[[ Source material open ]]
PR #306, opened 2023-09-13
Adding initial infrestructure for metrics

jespino:


server/plugin.go
```diff
@@ -538,3 +558,31 @@ func getRandomString(characterSet string, length int) string {
...
+			logrus.WithError(err).Error("Metrics server could not be started")
+		}
+	}()
+}
+
+func (p *Plugin) runMetricsUpdaterTask(store store.Store, updateMetricsTaskFrequency time.Duration) {
+	metricsUpdater := func() {
+		stats, err := store.GetStats()
+		if err != nil {
+			logrus.WithError(err).Error("error updating metrics, playbooks_active_total")
```
lieut-data, line 580:
```suggestion
logrus.WithError(err).Error("failed to update computed metrics")
```

server/store/store.go
```diff
@@ -921,6 +928,35 @@ func (s *SQLStore) CompareAndSetJobStatus(jobName string, oldStatus, newStatus b
 	return isUpdated, nil
 }
 
+func (s *SQLStore) GetStats() (*Stats, error) {
+	query := s.getQueryBuilder().Select("count(mmChannelID, mmTeamID) as linkedChannels").From("msteamssync_links").Limit(maxLimitForLinks)
```
lieut-data, line 932: The `.Limit(maxLimitForLinks)` seems redundant here, given there will always be one row?

lieut-data: Also, is`(mmChannelID, mmTeamID)` a compound primary key?

lieut-data (changes requested):
Wow, that was fast @jespino! Just a few things I spotted.

lieut-data:
re: [Removing unneeded metrics](https://github.com/mattermost/mattermost-plugin-msteams-sync/pull/306/commits/253d0bea6aeaa5eabdbe882d6e756d23db0fc387), are we sure we don't want these @jespino? Given this is a discrete Go process, I wonder if it's still useful?

jespino:
> re: [Removing unneeded metrics](https://github.com/mattermost/mattermost-plugin-msteams-sync/pull/306/commits/253d0bea6aeaa5eabdbe882d6e756d23db0fc387), are we sure we don't want these @jespino? Given this is a discrete Go process, I wonder if it's still useful?

Good point, I'll revert that.

jespino:
This is still a bit "draft", I have to do some changes and test it locally.

server/store/store.go
jespino: Fixed all this

server/api.go
```diff
@@ -145,6 +153,28 @@ func (a *API) ServeHTTP(w http.ResponseWriter, r *http.Request) {
...
+	}
+	now := time.Now()
+
+	a.router.ServeHTTP(recorder, r)
+
+	elapsed := float64(time.Since(now)) / float64(time.Second)
+
+	var routeMatch mux.RouteMatch
+	a.router.Match(r, &routeMatch)
+	if routeMatch.Route != nil {
```
lieut-data, line 169: If for some strange reason we didn't match a route, should we still observe it but categorize as "unknown"?

server/metrics/metrics.go
```diff
@@ -0,0 +1,147 @@
...
+	options := collectors.ProcessCollectorOpts{
+		Namespace: MetricsNamespace,
+	}
+	m.registry.MustRegister(collectors.NewProcessCollector(options))
+	m.registry.MustRegister(collectors.NewGoCollector())
+
+	additionalLabels := map[string]string{}
+	if info.InstallationID != "" {
+		additionalLabels[MetricsCloudInstallationLabel] = os.Getenv("MM_CLOUD_INSTALLATION_ID")
+	}
```
lieut-data, line 51: Should we actually be using `info.InstallationID` vs. fetching it again via `os.Getenv`?

server/api.go
```diff
@@ -145,6 +153,28 @@ func (a *API) ServeHTTP(w http.ResponseWriter, r *http.Request) {
 	a.router.ServeHTTP(w, r)
 }
 
+func (a *API) ServeHTTPWithMetrics(w http.ResponseWriter, r *http.Request) {
```
lieut-data, line 156: I'm curious why this isn't still a middleware?

server/msteams/client.go
```diff
@@ -1119,6 +1119,9 @@ func (tc *ClientImpl) GetReply(teamID, channelID, messageID, replyID string) (*M
 }
 
 func (tc *ClientImpl) GetUserAvatar(userID string) ([]byte, error) {
+	if tc.client == nil {
+		return nil, errors.New("client not initialized")
+	}
```
lieut-data, line 1124: This seems unrelated to these changes -- should we include it in another PR?

lieut-data (changes requested):
Nice, @jespino! Just a few clarifying questions / comments.

server/api.go
jespino: Yes, that is the idea

server/metrics/metrics.go
jespino: Yes, In theory is exactly the same, but makes a lot of sense. I copied that from playbooks, so if you want I can make a PR for that in playbooks too.

server/msteams/client.go
jespino: Let's create a ticket for ensure the plugin doesn't crashes if the plugin is not properly configured.

server/metrics/metrics.go
lieut-data: Haha, oops! Feel free to push a PR, but also fine to just leave it there -- just good to fix at least this while we're here :)

lieut-data (approved):
Thanks, @jespino!

server/metrics/service.go
```diff
@@ -0,0 +1,45 @@
...
+	"net/http"
+	"time"
+
+	"github.com/pkg/errors"
+	"github.com/prometheus/client_golang/prometheus/promhttp"
+	"github.com/sirupsen/logrus"
+)
+
+// Service prometheus to run the server.
+type Server struct {
```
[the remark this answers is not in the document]
jespino: Actually, that is a server so I going to change the name of the file.

jespino:
@manojmalik20 PTAL

server/metrics/metrics.go
```diff
@@ -82,7 +82,7 @@ func NewMetrics(info InstanceInfo) *Metrics {
 		Namespace:   MetricsNamespace,
 		Subsystem:   MetricsSubsystemApp,
 		Name:        "connected_users_total",
-		Help:        "The total number of connected to MS Teams users.",
+		Help:        "The total number of MAttermost users connected to MS Teams users.",
```
lieut-data, line 85:
```suggestion
		Help:        "The total number of Mattermost users connected to MS Teams users.",
```

jespino:
@manojmalik20 feel free to merge it after your review is done. CI is passing, and it is working in my environment.

server/msteams/client.go
jespino: removed from here

server/metrics/metrics.go
jespino: Done

server/api.go
jespino: Done

server/api.go
jespino: This is fixed now.

manojmalik20 (approved):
[[ Source material closed ]]
• Exercise details:
The entries above must be transcribed word for word.

• Expected output:
PR #306, opened 2023-09-13
Adding initial infrestructure for metrics

jespino:


server/plugin.go
```diff
@@ -538,3 +558,31 @@ func getRandomString(characterSet string, length int) string {
...
+			logrus.WithError(err).Error("Metrics server could not be started")
+		}
+	}()
+}
+
+func (p *Plugin) runMetricsUpdaterTask(store store.Store, updateMetricsTaskFrequency time.Duration) {
+	metricsUpdater := func() {
+		stats, err := store.GetStats()
+		if err != nil {
+			logrus.WithError(err).Error("error updating metrics, playbooks_active_total")
```
lieut-data, line 580:
```suggestion
logrus.WithError(err).Error("failed to update computed metrics")
```

server/store/store.go
```diff
@@ -921,6 +928,35 @@ func (s *SQLStore) CompareAndSetJobStatus(jobName string, oldStatus, newStatus b
 	return isUpdated, nil
 }
 
+func (s *SQLStore) GetStats() (*Stats, error) {
+	query := s.getQueryBuilder().Select("count(mmChannelID, mmTeamID) as linkedChannels").From("msteamssync_links").Limit(maxLimitForLinks)
```
lieut-data, line 932: The `.Limit(maxLimitForLinks)` seems redundant here, given there will always be one row?

lieut-data: Also, is`(mmChannelID, mmTeamID)` a compound primary key?

lieut-data (changes requested):
Wow, that was fast @jespino! Just a few things I spotted.

lieut-data:
re: [Removing unneeded metrics](https://github.com/mattermost/mattermost-plugin-msteams-sync/pull/306/commits/253d0bea6aeaa5eabdbe882d6e756d23db0fc387), are we sure we don't want these @jespino? Given this is a discrete Go process, I wonder if it's still useful?

jespino:
> re: [Removing unneeded metrics](https://github.com/mattermost/mattermost-plugin-msteams-sync/pull/306/commits/253d0bea6aeaa5eabdbe882d6e756d23db0fc387), are we sure we don't want these @jespino? Given this is a discrete Go process, I wonder if it's still useful?

Good point, I'll revert that.

jespino:
This is still a bit "draft", I have to do some changes and test it locally.

server/store/store.go
jespino: Fixed all this

server/api.go
```diff
@@ -145,6 +153,28 @@ func (a *API) ServeHTTP(w http.ResponseWriter, r *http.Request) {
...
+	}
+	now := time.Now()
+
+	a.router.ServeHTTP(recorder, r)
+
+	elapsed := float64(time.Since(now)) / float64(time.Second)
+
+	var routeMatch mux.RouteMatch
+	a.router.Match(r, &routeMatch)
+	if routeMatch.Route != nil {
```
lieut-data, line 169: If for some strange reason we didn't match a route, should we still observe it but categorize as "unknown"?

server/metrics/metrics.go
```diff
@@ -0,0 +1,147 @@
...
+	options := collectors.ProcessCollectorOpts{
+		Namespace: MetricsNamespace,
+	}
+	m.registry.MustRegister(collectors.NewProcessCollector(options))
+	m.registry.MustRegister(collectors.NewGoCollector())
+
+	additionalLabels := map[string]string{}
+	if info.InstallationID != "" {
+		additionalLabels[MetricsCloudInstallationLabel] = os.Getenv("MM_CLOUD_INSTALLATION_ID")
+	}
```
lieut-data, line 51: Should we actually be using `info.InstallationID` vs. fetching it again via `os.Getenv`?

server/api.go
```diff
@@ -145,6 +153,28 @@ func (a *API) ServeHTTP(w http.ResponseWriter, r *http.Request) {
 	a.router.ServeHTTP(w, r)
 }
 
+func (a *API) ServeHTTPWithMetrics(w http.ResponseWriter, r *http.Request) {
```
lieut-data, line 156: I'm curious why this isn't still a middleware?

server/msteams/client.go
```diff
@@ -1119,6 +1119,9 @@ func (tc *ClientImpl) GetReply(teamID, channelID, messageID, replyID string) (*M
 }
 
 func (tc *ClientImpl) GetUserAvatar(userID string) ([]byte, error) {
+	if tc.client == nil {
+		return nil, errors.New("client not initialized")
+	}
```
lieut-data, line 1124: This seems unrelated to these changes -- should we include it in another PR?

lieut-data (changes requested):
Nice, @jespino! Just a few clarifying questions / comments.

server/api.go
jespino: Yes, that is the idea

server/metrics/metrics.go
jespino: Yes, In theory is exactly the same, but makes a lot of sense. I copied that from playbooks, so if you want I can make a PR for that in playbooks too.

server/msteams/client.go
jespino: Let's create a ticket for ensure the plugin doesn't crashes if the plugin is not properly configured.

server/metrics/metrics.go
lieut-data: Haha, oops! Feel free to push a PR, but also fine to just leave it there -- just good to fix at least this while we're here :)

lieut-data (approved):
Thanks, @jespino!

server/metrics/service.go
```diff
@@ -0,0 +1,45 @@
...
+	"net/http"
+	"time"
+
+	"github.com/pkg/errors"
+	"github.com/prometheus/client_golang/prometheus/promhttp"
+	"github.com/sirupsen/logrus"
+)
+
+// Service prometheus to run the server.
+type Server struct {
```
[the remark this answers is not in the document]
jespino: Actually, that is a server so I going to change the name of the file.

jespino:
@manojmalik20 PTAL

server/metrics/metrics.go
```diff
@@ -82,7 +82,7 @@ func NewMetrics(info InstanceInfo) *Metrics {
 		Namespace:   MetricsNamespace,
 		Subsystem:   MetricsSubsystemApp,
 		Name:        "connected_users_total",
-		Help:        "The total number of connected to MS Teams users.",
+		Help:        "The total number of MAttermost users connected to MS Teams users.",
```
lieut-data, line 85:
```suggestion
		Help:        "The total number of Mattermost users connected to MS Teams users.",
```

jespino:
@manojmalik20 feel free to merge it after your review is done. CI is passing, and it is working in my environment.

server/msteams/client.go
jespino: removed from here

server/metrics/metrics.go
jespino: Done

server/api.go
jespino: Done

server/api.go
jespino: This is fixed now.

manojmalik20 (approved):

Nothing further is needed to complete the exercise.